Case Sensitive collation sort order
November 23rd, 2012A recent inquiry from one of our front line CSS engineers had me look into how case sensitive collations decide the sort order. Consider a simple question like How should the values 'a 1', 'a 2', 'A 1' and 'A 2' sort?
create table [test] (
[col] varchar(10)
collate Latin1_General_CS_AS);
go
insert into [test] ([col]) values
('a 1'),
('a 2'),
('A 1'),
('A 2');
go
select [col]
from [test]
order by [col];
Here are two possible outputs:
Which one is correct? A programmer will chose the first order: 'a 1', 'a 2', 'A 1', 'A 2'. Because if one would implement a string comparison routine it would compare character by character until a difference is encountered, and 'a' sorts ahead of 'A'. But this answer is wrong. The correct sort order is 'a 1', 'A 1', 'a 2', 'A 2'! And if you ran the query in SQL Server you certainly got the second output. But look again at the sort order and focus on just the first character:
By default, the algorithm makes use of three fully-customizable levels. For the Latin script, these levels correspond roughly to: alphabetic ordering, diacritic ordering, case ordering
So, in a case sensitive collation, is 'a' ahead or after 'A' in the sort order? The images shows them actually interleaved, is 'a', 'A', 'a', 'A'. What’s going on? The answer is that collation sort order is a little more nuanced that just comparing characters until a difference is encountered. This is described in the Unicode Technical Standard #10: UNICODE COLLATION ALGORITHM. And yes, the same algorithm is applied for non-Unicode types (VARCHAR) too. The algorithm actually gives different weight to character differences and case differences, a difference in alphabetic order is more important than one in case order. To compare the sort order of two strings the algorithm is more like the following:
- Compare every character in case insensitive, accent insensitive manner. If a difference is found, this decides the sort order.
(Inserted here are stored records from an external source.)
PR #11179, opened 2019-05-18
[WIP] Shared completion for Group Dailies

### LINKED ISSUE #10690: State of Dailies does not change in Group Plan taskboard
When an assigned user (or any user) in a Group Plan completes a Daily that they are able to claim, the state of that Daily does not change on the Group Task board. E.g. the color stays the same, the streak count does not change, and the Daily remains in the "Due" tab rather than the "All" tab. Refreshing on the part of either party involved does not resolve this.
group_task_board_view
assigned_user_view

MeanderingCode:
### NOTE

this depends on https://github.com/HabitRPG/habitica/pull/11389 now

----

This PR adds shared completion for Group Dailies as well as allows "uncompletion" for Group Dailies and Todos.

I am highlighting several places where I would like discussion on the feature or information on how Habitica works.

Fixes #10690 

### Changes

* "Single" Shared Completion Dailies are marked completed for all assigned users [whose "day" is the same as the completing user] when one assigned user completes
* Cron checks for completion of "Single" Shared Completion Dailies
* Master Daily (Single Completion) on Group Task Board is marked complete when one assigned user completes
* Dailies and Todos can be "uncompleted", updating/syncing that Task to assigned users and the Master Task
  * User cannot "uncomplete" a Single Shared Daily another assigned user completed
* Adds optional `/yesterdaily` segment to the end of the task scoring route which modifies history date to user's "yesterday"
* Completed Dailies due/not due filters work in Group Task Board list
* Fixes counting bug causing Shared Completion All Approval Required Tasks to complete when only one assigned user still needs approval and an approved user completes the task
* Add Mongo version key (`__v`) to `omitAttrs` in `syncableAttrs` for Tasks
* Add tests for Todos and Dailies shared completion syncing

### WIP / Todo

* More tests
* History for Shared Completion All type tasks
* Uncomplete Group (Master) Dailies on someone's cron

### Postponed for later

* Track Group Board Dailies completion based on user's "day", vs "first" user cron?
* Sync tasks to assigned users on master task save
* Master task streaks for dailies and habits
* *Potentially:* Reward Group with Gems based on Streaks?

----
UUID: 7d328dff-0f2f-4ecb-b4d4-dd323b1b676d


website/server/libs/groupTasks.js
```diff
@@ -1,24 +1,73 @@
...
+    } else {
+      // The task was uncompleted by the group member and should be recreated for assignedUsers
+      let group = await Groups.findById(masterTask.group.id);
+      let userList = [];
+      masterTask.group.assignedUsers.forEach(userId => {
+        let query = {_id: userId};
+        userList.push(query);
+      });
+      // @REVIEW There has to be a better way to do this
+      // async arrow function callback to the find and/or a forEach resulted in Mongoose ParallelSaveErrors
```
MeanderingCode: There are a mix of Promises and async functions in the codebase. Using Promises from the Group schema functions and the callback structure of the Mongoose find() functions was problematic.

Any JS advice here?

website/server/libs/groupTasks.js
```diff
@@ -1,24 +1,73 @@
...
+      let assignedUsers = await Users.find({
+          $or: userList
+        }).exec();
+      for (let i=0; i < assignedUsers.length; i++) {
+        let promises = [];
+        promises.push(group.syncTask(masterTask, assignedUsers[i]));
+        promises.push(group.save());
+        await Promise.all(promises);
+      }
```
MeanderingCode: There are a mix of Promises and async functions in the codebase. Using Promises from the Group schema functions and the callback structure of the Mongoose find() functions was problematic.

Any JS advice here?

website/server/libs/groupTasks.js
```diff
@@ -1,24 +1,73 @@
...
+    // Complete or uncomplete the task on other users' lists
+    await Tasks.Task.find({
+      'group.taskId': groupMemberTask.group.taskId,
+      $and: [
+        {userId: {$exists: true}},
+        {userId: {$ne: groupMemberTask.userId}}
+      ]},
+      function (err, tasks) {
+        // @REVIEW How does Habitica handle errors?
+        if (err) return;
```
MeanderingCode: WIP. How does Habitica handle errors?

website/server/libs/groupTasks.js
```diff
@@ -1,24 +1,73 @@
...
+
+        tasks.forEach (task => {
+          // Ajdust the task's completion to match the groupMemberTask
+          // @REVIEW Completed or notDue tasks have no effect at cron
+          // This maintain's the user's streak without scoring the task if someone else completed the task
+          // If no assignedUser completes the due daily, all users lose their streaks at their cron
+          // An alternative is to set the other assignedUsers' tasks to a later startDate
+          // Should we break their streaks to encourage competition for the daily?
+          task.completed = groupMemberTask.completed;
```
MeanderingCode: This is the main point of feature discussion.
I based my implimentation (complete other users' dailies) on cron: https://github.com/HabitRPG/habitica/blob/develop/website/server/libs/cron.js#L310

The implications of completing the task are that:
* The user who completes the Daily will score the task
* Other users will see the Daily is completed, will not score the task, will not lose their streak or take damage
* Other users will have their MP replenishment math include the done daily
* Other users "uncompleting" the daily has a bug in scoring (see https://github.com/HabitRPG/habitica/pull/11179#issuecomment-494096089 and following)

More discussion on how the feature should work may be found in #10690

MeanderingCode:
I am not sure I am done with this feature, but wanted to put a draft up to start getting feedback.

website/server/libs/groupTasks.js
paglias: This should be converted to a promise (see the comment above about using `exec()`) and in that case errors will be handled automatically (unless they need some special handling but it doesn't seem the case)

website/server/libs/groupTasks.js
paglias: Hi @MeanderingCode ! Can you link me to where callback functions are used?

The `mongoose.find` function by default uses callbacks but if you call `.exec()` on it at the end a promise will be returned

paglias (commented):
@MeanderingCode thanks for the PR! I left a couple of comments about promises and callbacks but regarding the PR feature I'm going to assign it to @SabreCat since he's working on Group Plans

If no difference is found, continue.
- Compare every character in case insensitive, accent sensitive manner. If a difference is found, this decides the sort order. If no difference is found, continue.
- Compare every character in case sensitive manner (we already know from the step above there is no accent difference). If a difference is found, this decides the sort order. If no difference is found the strings are equal.
Needless to say the real algorithm does not need to traverse the strings 3 times, but the logic is equivalent to above. And remember that when the strings have different lengths then the comparison expands the shorter string with spaces and compares up to the length of the longest string. Combined with the case sensitivity rules this gives to a somewhat surprising result when using an inequality in a WHERE clause:
select [col]
from [test]
where [col] > 'A'
order by [col];
That’s right, we got back all 4 rows, including those that start with 'a'. This surprises some, but is the correct result. 'a 1' should be in the result, even though 'a' is < 'A'. If you follow the algorithm above: first we expand the shorter string with spaces, so the comparison is between 'a 1' and 'A '. Then we do the first pass comparison, which is only alphabetic order, case insensitive and accent insensitive, character by character: 'a' and 'A' are equal, ' ' and ' ' are equal, but '1' is > ' '. The comparison stops, we found a alphabetic order difference so 'a 1' > 'A ', the row qualifies and is included in the result. Ditto for 'a 2'.